▸ TASK GOAL: Your output should be the full listing, unchanged.
[THE DATA]
PR #2489, opened 2019-06-17
Add codecov upload step to CircleCI config

saschagrunert:
This step was missing during the migration from travis to CircleCI.
We're now able to upload the coverage directly from CircleCI, too.


rhatdan:
LGTM

PR #2494, opened 2019-06-17
Registries.conf mirrors 1.14

mtrmac:
**- What I did**

This is a 1.14 variant of #2439.

Updated containers/image.  This adds mirror support to `sysregistriesv2`, using a new `registries.conf` format.

Then trivially converted all current users from the v1 package to v2.

**NOTE**: It's unclear to me why `lib.DefaultConfig` reads `registries.conf` for defaults; AFAICS the values end up only passed in `pkg/storage.GetImageSources`, which already defaults the configuration to the one `in sysregistriesv2`, so explicitly creating that default in the callers as well seems rather redundant.

**- How I did it**

See above. Note that this changes a _lot_ of dependencies. I have cherry-picked two pre-existing commits that updated c/storage, to also include the relevant CRI-O updates; other than that, I have no idea about possible version interactions of the various updated packages.

**- How to verify it**

All existing tests for registries.conf should continue to work, at least. c/image and containers/skopeo have tests that exercise the mirror lookup code.

Supports v2 of the registries.conf format, notably allowing to specify registry mirrors.


mrunalp:
My one concern is whether we will hit locking issues in c/storage that we regressed on multiple times during 1.13.x. 1.12.4 of containers/storage seems to be from that time frame and makes me nervous.

mtrmac:
> My one concern is whether we will hit locking issues in c/storage that we regressed on multiple times during 1.13.x.

Might well be the case, I have no idea.

> 1.12.4 of containers/storage seems to be from that time frame and makes me nervous.

Note that this PR ultimately updates to 1.12.10 (same as on the `master` branch); “1.12.4” is mentioned in the summary of a cherry-picked commit that was included for its updates of the CRI-O code that calls c/storage.

mrunalp:
@vrothberg ptal

vrothberg:
I am positive about the c/storage locks. When we hit the flakes, we downgraded instead of upgrading to the version that included fixes. Certainly, we need to make sure about that in the OpenShift CI.

lib/config.go
```diff
@@ -360,8 +359,19 @@ func (c *Config) ToFile(path string) error {
 
 // DefaultConfig returns the default configuration for crio.
 func DefaultConfig() (*Config, error) {
-	registries, _ := sysregistries.GetRegistries(&types.SystemContext{})
-	insecureRegistries, _ := sysregistries.GetInsecureRegistries(&types.SystemContext{})
+	registries, err := sysregistriesv2.UnqualifiedSearchRegistries(&types.SystemContext{})
```
vrothberg: @mtrmac, can we log the errors? Ultimately, I would prefer to return the error but we could defer that to another PR. Currently, there's no (easy) way a user/admin could figure out if the config is loaded; only via the http API or when pulling.

mtrmac: From the PR description:
> NOTE: It's unclear to me why `lib.DefaultConfig` reads `registries.conf` for defaults; AFAICS the values end up only passed in `pkg/storage.GetImage`<s>`Sources`</s>`Service`, which already defaults the configuration to the one in `sysregistriesv2`, so explicitly creating that default in the callers as well seems rather redundant.

So, whether or not this fails, the values read at this point are not actually indicative of what CRI-O will later use. I suppose `GetImageService` could log its final configuration, and that would be representative for the search path (which should ~never be used because it doesn’t work with credentials), but not quite for the insecure registry list (which is also implicitly applied deep inside c/image/docker).

mtrmac: If you don’t mind, I’ll add logging here in a separate PR, so that this PR is consistent between the 1.14 and master branches, and there are no surprises when updating from 1.14.

mtrmac: … hum, actually, there already is a (racy, partial) check in `RuntimeConfig.Validate`.

Looking further, it seems that the `DefaultConfig` value is supposed to be useful for `cri-o config --default`, to write a configuration file equivalent to the built-in defaults. The way I think about it, that really should not contain any copies of data from `registries.conf`; we should default to just using the `registries.conf` values unless the user _explicitly_ decides to override them.

If you agree, I’ll rip these calls out of `DefaultConfig` entirely, and we’ll rely on `GetImageService` calling `sysregistriesv2.*` if the config has not been explicitly set up by the user; the call in  `RuntimeConfig.Validate` can continue to serve as a sanity check that `registries.conf` is valid, at least at the time CRI-O is starting.

vrothberg: I am cool with merging this as is. As you suggested, we can figure out the details of that in another PR.

vrothberg:
LGTM, @mrunalp @umohnani8 PTAL

haircommander:
@rhatdan @umohnani8 @vrothberg could use an approval :)

vrothberg:
I can't since I am not in the OWNERS file. @saschagrunert, can you jump in?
[/THE DATA]
▸ ANSWER BELOW:
PR #2489, opened 2019-06-17
Add codecov upload step to CircleCI config

saschagrunert:
This step was missing during the migration from travis to CircleCI.
We're now able to upload the coverage directly from CircleCI, too.


rhatdan:
LGTM

PR #2494, opened 2019-06-17
Registries.conf mirrors 1.14

mtrmac:
**- What I did**

This is a 1.14 variant of #2439.

Updated containers/image.  This adds mirror support to `sysregistriesv2`, using a new `registries.conf` format.

Then trivially converted all current users from the v1 package to v2.

**NOTE**: It's unclear to me why `lib.DefaultConfig` reads `registries.conf` for defaults; AFAICS the values end up only passed in `pkg/storage.GetImageSources`, which already defaults the configuration to the one `in sysregistriesv2`, so explicitly creating that default in the callers as well seems rather redundant.

**- How I did it**

See above. Note that this changes a _lot_ of dependencies. I have cherry-picked two pre-existing commits that updated c/storage, to also include the relevant CRI-O updates; other than that, I have no idea about possible version interactions of the various updated packages.

**- How to verify it**

All existing tests for registries.conf should continue to work, at least. c/image and containers/skopeo have tests that exercise the mirror lookup code.

Supports v2 of the registries.conf format, notably allowing to specify registry mirrors.


mrunalp:
My one concern is whether we will hit locking issues in c/storage that we regressed on multiple times during 1.13.x. 1.12.4 of containers/storage seems to be from that time frame and makes me nervous.

mtrmac:
> My one concern is whether we will hit locking issues in c/storage that we regressed on multiple times during 1.13.x.

Might well be the case, I have no idea.

> 1.12.4 of containers/storage seems to be from that time frame and makes me nervous.

Note that this PR ultimately updates to 1.12.10 (same as on the `master` branch); “1.12.4” is mentioned in the summary of a cherry-picked commit that was included for its updates of the CRI-O code that calls c/storage.

mrunalp:
@vrothberg ptal

vrothberg:
I am positive about the c/storage locks. When we hit the flakes, we downgraded instead of upgrading to the version that included fixes. Certainly, we need to make sure about that in the OpenShift CI.

lib/config.go
```diff
@@ -360,8 +359,19 @@ func (c *Config) ToFile(path string) error {
 
 // DefaultConfig returns the default configuration for crio.
 func DefaultConfig() (*Config, error) {
-	registries, _ := sysregistries.GetRegistries(&types.SystemContext{})
-	insecureRegistries, _ := sysregistries.GetInsecureRegistries(&types.SystemContext{})
+	registries, err := sysregistriesv2.UnqualifiedSearchRegistries(&types.SystemContext{})
```
vrothberg: @mtrmac, can we log the errors? Ultimately, I would prefer to return the error but we could defer that to another PR. Currently, there's no (easy) way a user/admin could figure out if the config is loaded; only via the http API or when pulling.

mtrmac: From the PR description:
> NOTE: It's unclear to me why `lib.DefaultConfig` reads `registries.conf` for defaults; AFAICS the values end up only passed in `pkg/storage.GetImage`<s>`Sources`</s>`Service`, which already defaults the configuration to the one in `sysregistriesv2`, so explicitly creating that default in the callers as well seems rather redundant.

So, whether or not this fails, the values read at this point are not actually indicative of what CRI-O will later use. I suppose `GetImageService` could log its final configuration, and that would be representative for the search path (which should ~never be used because it doesn’t work with credentials), but not quite for the insecure registry list (which is also implicitly applied deep inside c/image/docker).

mtrmac: If you don’t mind, I’ll add logging here in a separate PR, so that this PR is consistent between the 1.14 and master branches, and there are no surprises when updating from 1.14.

mtrmac: … hum, actually, there already is a (racy, partial) check in `RuntimeConfig.Validate`.

Looking further, it seems that the `DefaultConfig` value is supposed to be useful for `cri-o config --default`, to write a configuration file equivalent to the built-in defaults. The way I think about it, that really should not contain any copies of data from `registries.conf`; we should default to just using the `registries.conf` values unless the user _explicitly_ decides to override them.

If you agree, I’ll rip these calls out of `DefaultConfig` entirely, and we’ll rely on `GetImageService` calling `sysregistriesv2.*` if the config has not been explicitly set up by the user; the call in  `RuntimeConfig.Validate` can continue to serve as a sanity check that `registries.conf` is valid, at least at the time CRI-O is starting.

vrothberg: I am cool with merging this as is. As you suggested, we can figure out the details of that in another PR.

vrothberg:
LGTM, @mrunalp @umohnani8 PTAL

haircommander:
@rhatdan @umohnani8 @vrothberg could use an approval :)

vrothberg:
I can't since I am not in the OWNERS file. @saschagrunert, can you jump in?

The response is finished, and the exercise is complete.